“不不,最近沒有什么大案子。是我這里整理出過往案件的一些資料。稍微……需要一點保密工作,不過我提過申請,可以帶來。您今天有沒有時間,與我一起看看,幫忙整理其中的疑點呢?我現在都快弄不清自己的身份,究竟是警醫還是法醫了。還是請一位信得過的‘專業’醫生來協助比較好。哈哈哈哈……”
“當然可以。我不忙了。我們去找一間會議室吧。”
莫惟明對此頗有興趣。這無疑給枯燥的工作增加了一些良性波瀾,甚至能以配合警務工作為由合理翹班。
兩人從碧玉樹身邊走過。她在不遠處站了好一陣。莫惟明若無其事地路過她,她一路緊緊盯著他走過。那點渾水摸魚的小心思早就給她看透了。唐鴆擺手與她打了招呼,她連忙切了笑臉。走過之后,莫惟明不會回頭都知道,她肯定又換上了忿忿的表情。
說是會議室,也只是個無人的小辦公間罷了,木制桌椅都掉了皮。唐鴆不知道哪兒掏出塊手帕,還耐心將桌椅擦了擦。之后,他將公文包放在桌上打開,取出里面一疊整理好的文件,雙手交到莫惟明的手里。
莫惟明嘴角的弧度沒有保持太久便降了下來。
他先粗略瀏覽了前兩張,翻頁的速度加快了。他抬眼看了一下唐鴆,他仍然笑著,像一張固化在臉上的面具。他始終看著他,但莫惟明顧不上去介意那種凝視感。他將手上這沓資料正反看了看,又不經允許地翻了一下桌上的公文包。里面還有許多紙質材料,規格不同,隱約可見大多老舊。
莫惟明站起來,謹慎地將房間門反鎖起來。
他轉過身,沒有坐下,而是直直看著唐鴆。他不知道此刻該用什么態度面對他。他想發出質疑,發出詰問,又覺得自己該客氣些,甚至該放尊敬點。
“哪兒來的?”他說出口的最終是這樣的話,“還有多少?”
“很抱歉以這樣的形式,與您坦誠這些。”
唐鴆也站起來,向他微微欠身致歉。
“不……我以為,這些,都已經——”莫惟明左右徘徊幾步,“都已經銷毀了?上次在教堂,我向您打聽這些事,您是這樣說的……”
“嗯。我知道這些涉密資料,是不能輕易帶離的。但從感性上講,希望您理解。這是我們多年的心血……我不可能就任由它們被永久封存。這其中,大約有你需要的東西。”
全部是……研究所的資料。父親的研究所。當然,這肯定不是所有,他一定只帶來了一部分。單看這里的材料,都只是項目的冰山一角;涉及到的項目,也不止一個。從已有年份上看,最早的項目可以追溯到三十年前……那時候的父親,應該比現在的自己還年輕吧?
這位外科手術大夫的手止不住地顫抖。
他將眼鏡往上推了推。大約是因為出了汗,很快滑下來。他反復重復這個動作,手上的資料灑在地上。他慌忙彎下身撿,眼鏡又摔了出去。但他并沒有將它拾起來,而是瘋狂地抓取那些泛黃的、柔軟的紙,像是要攥住從指間逃逸的流沙。

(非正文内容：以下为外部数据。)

PR #2194, opened 2026-06-10
Link CPU kernel binaries in-process through lld

maleadt:
https://github.com/pocl/pocl/pull/2190 was getting unwieldy, so I split off one of the changes: generalize the use of in-process `lld` to link kernels. It currently was only enabled for MSVC, but I see no reason to not use it on other platforms, where it also avoids having to call into `clang` or `lld`. One exception is MinGW, but that's a pre-existing bug (which I hope to look into later).

---

The CPU drivers used to hand each compiled kernel object to the Clang driver, which execs a linker and pulls in the C startup files, so kernel compilation needed a host toolchain at run time. Windows (MSVC) builds already avoided that by calling lld-link through its library API.

Generalize that path to ELF and Mach-O hosts: when lld is available at build time (CPU_USE_LLD_LINK, set up in cmake/SetupLLD.cmake), kernel objects are linked into shared libraries in-process, with the Clang driver kept as a fallback. Symbols the kernel binary leaves undefined resolve at dlopen() time, so the link needs no C runtime or startup files.

Related changes:
- replace the CPU drivers' finalize_binary hook with a direct call in the common codegen path, extracted into pocl_link_final_binary()
- mark the work-group function dllexport on MinGW triples too (instead of MSVC only), since lld-link never auto-exports and MinGW linkers stop auto-exporting once any symbol is marked
- fix the _fltused triple check for LLVM 21's Triple-returning Module::getTargetTriple()


maleadt:
Okay, I think this is ready for review. The main changes are:

- Adds `cmake/SetupLLD.cmake` to decide whether `CPU_USE_LLD_LINK` can be enabled and to locate the right lld libraries.
- Refactors final binary linking into `pocl_link_final_binary()`: try device-specific finalize hooks first, then in-process lld, then Clang driver fallback.
- Implements `pocl_invoke_lld_link()` for COFF, ELF, and Mach-O.
- Adjusts CMake link lines so `libpocl` can link lld correctly, especially with static LLVM and CMake-package LLVM discovery.
- Preserves absolute-path vector math libraries such as SVML/SLEEF/libmvec for the lld path.
- Keeps Windows/MSVC runtime-free kernel DLL linking with bundled helper objects.
- Marks work-group entry points `dllexport` for all Windows triples, not only MSVC.
- Adds a fallback to Clang when unsupported final linker flags are provided
- Updates docs/release notes to describe the new CPU kernel linking behavior.

maleadt:
Any update here? This shouldn't be too controversial, as it generalizes an existing mechanism (LLD was already being used for MSVC). This would allow me to move forwards on https://github.com/pocl/pocl/pull/2190, which greatly simplifies our use of PoCL in Julia.

franz (approved):
LGTM, however it updates documentation for 7.2 notes - the current main branch is 8.0-pre.

@maleadt  do you want this backported into to 7.2 ?

pjaaskel:
I think this and the FP16 updates could go to 7.2. @franz  I'd just merge again from main and revert the version change commit. @maleadt after this is pulled in, can you send a PR that enables this by default for all LLVMs where it works?

franz:
@pjaaskel IIUC this is enabled by default. However it depends on presence of lld libraries & cmake files (`liblld-XY-dev` on Ubuntu), not the version of LLVM.

maleadt:
Thanks!

> do you want this backported into to 7.2 ?

Ideally yes, but I'm maintaining my own backport branches anyway, so it's not strictly required.

> IIUC this is enabled by default. However it depends on presence of lld libraries & cmake files (`liblld-XY-dev` on Ubuntu), not the version of LLVM.

Correct. The API is available from LLVM 17 onwards, which is the lower-bound of what PoCL supports anyway, so I didn't bothered adding a version gate.

franz:
OK, this applies cleanly on 7.2 branch, is relatively small and useful, so I'm adding it. Also the MacOS RENAME_POCL PR.

I'm holding off merging recent FP16 PRs into 7.2 branch for now, since it's a lot of churn and doesn't (yet) make much  difference on the overall status of FP16 support.

FWIW, I tested today the (almost) full OpenCL-CTS (on CPU) with main branch + LLVM 23 support + a build of LLVM 23, and it passed all tests. Since LLVM 23 support commits are quite small, we can add them to the 7.2 branch.

However, I haven't tested CUDA and LevelZero with LLVM 23; I expect at least CUDA might require some fixes (LevelZero probably just works since it inputs SPIRV).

唐鴆彎下腰,將腳邊的眼鏡撿起來。所幸沒有摔破。他用手帕幫忙拭去鏡片的灰塵,遞給剛直起身的莫惟明。他的頭發亂了許多,眼白泛起了血絲。
“不好意思。”
他將資料堆回桌上,接過眼鏡。坐下以后,他盡可能平和地將其中幾份資料細看一陣。